===== PROVIDED DATA
Issue #2526, opened 2024-12-06
Inconsistent entries in `/etc/passwd` file


Akendo:

Akendo:
My solution for now is to remove all but `www-data`.

Akendo:
Okay, here comes the solution to the problem at hand:

We need to ensure that we do not have any users presented on the system without a proper `/home` folder or missing shell. We test this with the usage of `pwck` that's a built-in tool from [`shadow-utils`](https://github.com/shadow-maint/shadow).
The tool complains as follows:
```
root@830652dcfff3:~# pwck
user 'games': directory '/usr/games' does not exist
user 'man': directory '/var/cache/man' does not exist
user 'lp': directory '/var/spool/lpd' does not exist
user 'news': directory '/var/spool/news' does not exist
user 'uucp': directory '/var/spool/uucp' does not exist
user 'www-data': directory '/var/www' does not exist
user 'list': directory '/var/list' does not exist
user 'irc': directory '/run/ircd' does not exist
user 'uuidd': directory '/run/uuidd' does not exist
pwck: no changes
```
The initial draft was to remove the given user from the password files. However, this breaks some assumptions Debian has of the base system. It's not possible to install any web server any longer, since without the `www-data` users presented, the web server has no system users, and Debian does not add it.

This is because Debian follows the [Linux Standard Base Core Specification 4.1](https://refspecs.linuxfoundation.org/LSB_4.1.0/LSB-Core-generic/LSB-Core-generic/book1.html) recommendation for [User & Group Names](https://refspecs.linuxfoundation.org/LSB_4.1.0/LSB-Core-generic/LSB-Core-generic/usernames.html). This implies that some of the optional users are present, as shown up there.

In short, removing unnecessary users from the system will break our system. Instead, we didn't find any requirement that these uses need a valid home directory. `pwck` utilizing the `/etc/login.defs` for [configuration](https://www.man7.org/linux/man-pages/man8/pwck.8.html#CONFIGURATION). By default, Debian configures the `NONEXISTENT` parameter for system users to the following home folder: `/nonexistent`. So we set for every user to expect `www-data` the default home folder to be `/nonexistent`

PR #2527, opened 2024-12-07
Feature/complianc mapping v1

Akendo:
We need to provide evidence that Garden Linux fulfills compliance requirements. In this PR, we introduce the first set of `security_marks` and it's corresponding tests that allow the identification of evidence that Garden Linux is up to standards. 

The first set of tests focus around User Management on a Linux system, and most of they are located in the base feature set. Only when we have users enabled for the cloud profiles, we alternate here.

Most of the tests passing with the exemption of the `passwd` check. By default, Debian adds a list of accounts to the system and makes some assumptions about them. This needs to be decided with the [#2526](https://github.com/gardenlinux/gardenlinux/issues/2526). 

Fixes: https://github.com/gardenlinux/security/issues/59


Akendo:
Will not close the PR here, but have an extra issue created for this: https://github.com/gardenlinux/security/issues/79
==========
### ASSIGNMENT
Return each line in the records that holds the string "list".

### THE COMPLETED TASK
user 'list': directory '/var/list' does not exist
Most of the tests passing with the exemption of the `passwd` check. By default, Debian adds a list of accounts to the system and makes some assumptions about them. This needs to be decided with the [#2526](https://github.com/gardenlinux/gardenlinux/issues/2526). 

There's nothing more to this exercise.